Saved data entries

PR #14, opened 2016-12-15
Import wizard

lmsilvera:
https://www.pivotaltracker.com/story/show/135269673

### DIFF
--- a/app/Resources/assets/js/lsdoc/index.js
+++ b/app/Resources/assets/js/lsdoc/index.js
@@ -1,16 +1,29 @@
 $(document).on('ready', function(){
-    SaltGithub.getRepoList();
+    SaltGithub.init();
+    $('input[name="import"]').click(function(){
+        loadContent($('input[name="import"]:checked').val());
+    });
 });
 
 var SaltGithub = (function(){
 
+    var githubData = null;
+
+    function init(){
+        getRepoList();
+    }
+
     function getRepoList(){
         if( $('.js-github-list').length > 0 ){
-            $.get('/app_dev.php/user/github/files', function(data){
-                $.each(data.data, function(i, e){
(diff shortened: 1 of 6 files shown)


app/Resources/assets/js/lsdoc/index.js
```diff
@@ -1,16 +1,33 @@
...
+        getRepoList();
+        $('#js-wizard-btn').click(function(){
+            loadModal();
+        });
+    }
+
     function getRepoList(){
         if( $('.js-github-list').length > 0 ){
-            $.get('/app_dev.php/user/github/files', function(data){
+            $.get('/app_dev.php/user/github/repos', function(data){
```
roverwolf: We should only use /app_dev.php for development, as it will not work for normal users at some point after we have deployed to a production system.

src/CftfBundle/Resources/views/LsDoc/index.html.twig
```diff
@@ -1,58 +1,102 @@
...
+            <div class="modal-header">
+                <h4>Import Framework</h4>
+            </div>
+            <div class="modal-body">
+                <div class="row">
+                    <div class="col-md-12">
+                        ASN:
+                        <input name="import" type="radio" value="asn" checked="checked"></input>
+                        Github:
+                        <input name="import" type="radio" value="github"></input>
```
roverwolf: This should probably not show up unless github has been configured (github_client_id has a useful value), otherwise is guaranteed to just end up erroring for the end user.

We should probably also look at adding some documentation for an administrator on how to get the github client id and secret and how to configure it (part of a more general question about documentation).

roverwolf:
I went ahead and made the changes that I suggested, and then merged the branch into develop.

▸ **Exercise prompt**
Wherever a line contains the string "assets", copy that line from the data.

▸ **Your solution**
--- a/app/Resources/assets/js/lsdoc/index.js
+++ b/app/Resources/assets/js/lsdoc/index.js
app/Resources/assets/js/lsdoc/index.js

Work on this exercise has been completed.